Cytoskeleton staining
NCI-H460, NCI-H446, and A549cells (5 × 104 cells/mL) were seeded in 24-well culture plates on glass slides. After overnight incubation, cells were treated with various PTL concentrations. After a 24-h incubation, cells were washed with PBS twice, fixed with 10% formalin in PBS, permeabilized, and blocked with PBS that contains NP-40 (0.1%) and BSA (3%). The cells were then incubated in the same solution containing cytoskeleton red fluorescent probe Actin Red (1:40 dilution) for 20 min at room temperature(25 °C). Cells were washed with PBS twice before the glass slides with cells were placed on a microslide with DAPI-Fluoromount-G. Cells were visualized under a laser scanning confocal microscope (Nikon, Japan).
Biacore assay
SPR experiments were performed using a Biacore 3000 instrument (GE Healthcare, Piscataway, NJ, USA). ERK2 was purified from NCI-H460(ERK2 or mutated ERK2 was over expression) cell lines using antibody-containing immunomagnetic beads. ERK2 was immobilized on CM5 sensor chips using the BiacoreAmini Coupling Kit according to the manufacturer’s instructions. PTL was diluted in running buffer and then injected into ERK2-immobilized CM5 sensor chips at concentrations of 0μM, 1.5625μM, 3.125μM, 6.25μM, 12.5μM, 25μM and 50μM or 0μM, 20μM, 40μM, 80μM, 160μM, 320μM. The surface of the control chip was prepared in the same manner and was used for data correction. Data analysis was performed using BIAevaluation software.
Scanning electron microscopy
Cells grown on climbing films were treated with or without PTL. After 24h of incubation, the cells were fixed using ethyl alcohol, dried with a gradient concentration of tertiary butyl alcohol and finally coated with gold. Images of the cells were obtained using a scanning electron microscope (LEO 1530 VP, Germany).
Dual-luciferase assay
Cells were transfected with dual-reporter constructs using transfection reagents. After changing into fresh medium 24 h after transfection, NCI-H446 and A549 cells were treated with various concentrations of doxycycline hydrochloride. After 48 h, the culture medium was collected into a 96-well white plate to measure luminescence with a luminometer.
“Pocket” building
17 proteins with similar property were calculated by reverse prediction of the activity-based target of the parthenolide. Eight proteins with X-ray structure were downloaded from protein data bank (PDB), and others were obtained structures by SWISS-MODEL homologous modeling. 15 proteins with fit structures were selected for further study. Povme 2.0 algorithm was used to measure and characterize the pocket of proteins. Sphere of points was added to the pocket-encompassing region, centered on with an appropriate radius of each protein. Then, the shapes and characteristics of protein were generated. In order to obtain the three-dimensional structure of the protein active center, the active center of the protein was covered with the grid. 12 proteins with extremely similar action center structure, which were proves that the target reverse prediction was exactly.

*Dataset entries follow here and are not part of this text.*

PR #9372, opened 2026-09-03
fix(mobile): remember model options changed in existing threads

lukasbxy:
## What Changed

Changing the model or provider options in an existing Mobile thread updated only the draft for that thread. The app-wide remembered selection stayed stale, so later threads could revert to an earlier reasoning level.

This PR routes explicit Mobile model selections through one draft-state operation. New-task and existing-thread flows now update both the current draft and the remembered selection.

## Why

The documented model-default behavior applies to provider options such as reasoning effort. Mobile already persisted those options when starting a new task, but not when changing them in an existing thread. Sharing the state operation keeps both entry points consistent without adding server state or changing persistence formats.

## UI Changes

None. This changes persistence behavior only.

## Verification

- vp test run apps/mobile/src/state/use-composer-drafts.test.ts
- Targeted lint on the four changed files
- Targeted formatting check on the four changed files
- vp run --filter @t3tools/mobile typecheck

## Checklist

- [x] Screenshots are not applicable because there are no visual UI changes
- [x] Video is not applicable because there are no animation or presentation changes

Built with GPT-5.6 Sol using Codex in T3 Code.

> [!NOTE]
> ### Fix model option changes not persisting in existing threads
> Model selections updated in an existing thread were not saved to the sticky atom. Adds a shared `setComposerDraftModelSelection` helper in [use-composer-drafts.ts](https://github.com/pingdotgg/t3code/pull/9372/files#diff-6acb6f89d59b03b7738cacfb4cec712073b5d8c6b8d2abcd3cde1acee04f818e) that updates both the composer draft and the sticky model-selection atom in one operation. Replaces the separate draft-only updates in `NewTaskFlowProvider` and `useThreadComposerState` with calls to this helper.
>
> 
>
> <sup><a href="https://app.macroscope.com">Macroscope</a> summarized e8fe89d.</sup>
> 
>

### DIFF
--- a/apps/mobile/src/features/threads/new-task-flow-provider.tsx
+++ b/apps/mobile/src/features/threads/new-task-flow-provider.tsx
@@ -49,8 +49,8 @@ import {
   removeComposerDraftAttachment,
   replaceComposerDraftAttachments,
   scheduleUnusedComposerAttachmentCleanup,
+  setComposerDraftModelSelection,
   setComposerDraftText,
-  setStickyComposerModelSelection,
   updateComposerDraftSettings,
   useComposerDraft,
   useStickyComposerModelSelection,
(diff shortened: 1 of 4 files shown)


lukasbxy:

Molecular docking was performed with parthenolide and 12 characteristics proteins. Active sites of proteins were used same as Povme pocket-encompassing region. Ligand and protein complex was saved in PDB format, and further analysis with Pymol software. 8Å residues around the ligand were selected and analysis the interactions of parthenolide and proteins.
Animal studies
Five-week-old C57 BL/6 female mice were maintained in a specific pathogen-free animal care facility according to institutional guidelines. All animals in this experiment were well taken care of. LLC xenografts of tumors were established by subcutaneous injection of 1 × 107 cells (suspended in PBS) into the flank. One day after tumor cell inoculation, the mice were randomly divided into three groups (n = 4). After the tumors reached an approximate volume of 100 mm3 (approximately six weeks after injection), mice in the treatment groups were treated with8 mg/kg or 16 mg/kg PTL through intraperitoneal injection, whereas mice in control groups were injected with saline. The body weight of each mouse was measured at different time points following tumor implantation. Tumor diameters were measured every day, and tumor volumes were calculated according to the following formula: V = ab2/2, where a is the length of tumor and b is the width of tumor. Thirty nine days after treatment, all mice were sacrificed after excessive anesthetization(60 mg/kg pentobarbital sodium) and xenografts and lungs were resected and measured.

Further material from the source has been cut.